先日、こんな言葉に出会った。
「家は漏らぬほど、食事は飢えぬほどにて、足ることなり」
千利休は欲を少なくする人生を理想としたそうである。家は藁屋根、食事は一杯の汁と一つのおにぎりで十分だと。簡素の中に美しい人生があると。
まさにLess is more.な生き方。そしてその実現のために必要なのは心の持ちよう。お金でもない、ノウハウでもない。
日本には侘び寂びの文化が有る。資本主義は宗教の扱いではないもののこれが正解とばかりに世界中に広められ、人々は消費を促される。資本主義と異なる文化は、アンテナを広げていないといい言葉も心に引っかからない。
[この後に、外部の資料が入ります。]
PR #127, opened 2023-04-14
Docs: update documentation

zdtsw:
- add "initialize" into config map as example
- correct to use "True" than "1" to match test and README
- add missing "," in config
- format with indentation


ralphbean:
This is great; thanks Wen!

ralphbean (approved):

PR #249, opened 2020-12-20
Fix TokenWriter::WriteString not escaping properly special characters

InusualZ:
Before this fix we were producing a broken binary:

Evidence

The left document is the original. The right one, is the same document, but the operations of the content stream of that page were written by the library. As you can see operations are being treated as text of the page, rather than operation itself.

ContentStream

Left content stream is from the original document, right content stream come from the document created by the library. As you can see in the we are not properly escaping the special characters. 

The pertinent paragraph in the specifications is:
PDF Spec

I didn't find where you were putting the TokenWriter test so I created the file (I didn't search very much either 😢).
Please comment on anything else...

PD: by any chance we can get right of those extra white spaces?


EliotJones (approved):
LGTM, thanks for the fix

PR #250, opened 2020-12-21
[New Feature] PdfPageBuilder: Allow to copy pages from another document

InusualZ:
This is a very naive implementation, because if you copy a lot of pages from a given document you would have duplicated resources. But, I would like to get some thoughts on this implementation.

I was surprise by the amount of code that this feature needed to be implemented. I was expecting a lot more. Even so, there is some duplicated code in two parts:
- [Copying Token](https://github.com/InusualZ/PdfPig/commit/7126564eefbc30c205a165739d333dd6da3ddb0e#diff-a4cfeaa02b17ecfae6639ce457a744a267bf3e7d478740f850a02d0e42cb8c0eR431-R492) This piece of code keep reappearing, I really don't like it.
- [Resource Management](https://github.com/InusualZ/PdfPig/commit/7126564eefbc30c205a165739d333dd6da3ddb0e#diff-ffb8dc0dfd0b8bc578f2ecd4517965154295f4b8900e71ed5948bc2325dd12eeR537-R666) I think this piece of code and the one that write the resources to the stream can be transformed into a nice interface behind a read only interface and mutable interface, kind of like `IReadOnlyList<>` and `IList<>`, but `IReadOnlyResourceStore` and `IResourceStore`. I would like yours thought about that

Anyway, This code have some `TODO` I would like to address them, but I don't know If you even want the feature in it's current path of implementation, so maybe the effort to implement them are not worth.

If you have any suggestions, thought, anything feel free to comment.

### DIFF
--- a/src/UglyToad.PdfPig.Tests/Writer/PdfDocumentBuilderTests.cs
+++ b/src/UglyToad.PdfPig.Tests/Writer/PdfDocumentBuilderTests.cs
@@ -644,6 +644,53 @@
             }
         }
 
+        [Fact]
+        public void CanCopyPage()
+        {
+
+            byte[] b;
+            {
+                var builder = new PdfDocumentBuilder();
+
+                var page1 = builder.AddPage(PageSize.A4);
+
+                var file = TrueTypeTestHelper.GetFileBytes("Andada-Regular.ttf");
+
+                var font = builder.AddTrueTypeFont(file);
+
+                page1.AddText("Hello", 12, new PdfPoint(30, 50), font);
+
+                Assert.NotEmpty(page1.CurrentStream.Operations);
+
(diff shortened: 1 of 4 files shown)


EliotJones (approved):
This looks like a useful feature to have, I'm just uncertain what the behaviour looks like for the copying a page's resource dictionary where the dictionary is using inherited properties, e.g. fonts, rotation or mediabox are set by the page trees pages node rather than at the page level. I think we can find out later and just start with this approach for now :+1:

For the questions you raise in the opening PR comment I think we're fine taking the current approach for now, I'd avoid trying to derive the abstractions prematurely so I'm fine with doing things in a maybe less efficient manner to begin with.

SDGsという言葉をよく聞くが、まず便利で豊かすぎる生活をやめようとしない限り抜本的な解決にはならないのではと思う。一方で企業は利益も上げないと行けないのでみんな商品やサービスを買うのはやめましょうとはいえない。戦争に負けてしまうから(と僕は理解している)、大量に電気を消費するAIの開発やデータセンターの建設もきっと止められない。
複雑な世の中なので、千利休に学びましょうと言ったところで、「この時代にも本当にそれが正しいの?」と問う人もいるだろう。あくまで、個人で。自らの、美しい生活のための心持ちとするのが良いと考える。
あらためて、千利休の言葉を刻みつつ、日々の生活を考えていきたいと思った。
あと、千利休に関する本も読んでみたい。
僕はまだまだモノたちに囲まれている。悟りの域は遠く届かない場所にある感覚。そこにたどり着く日は来るだろうか。道は長い。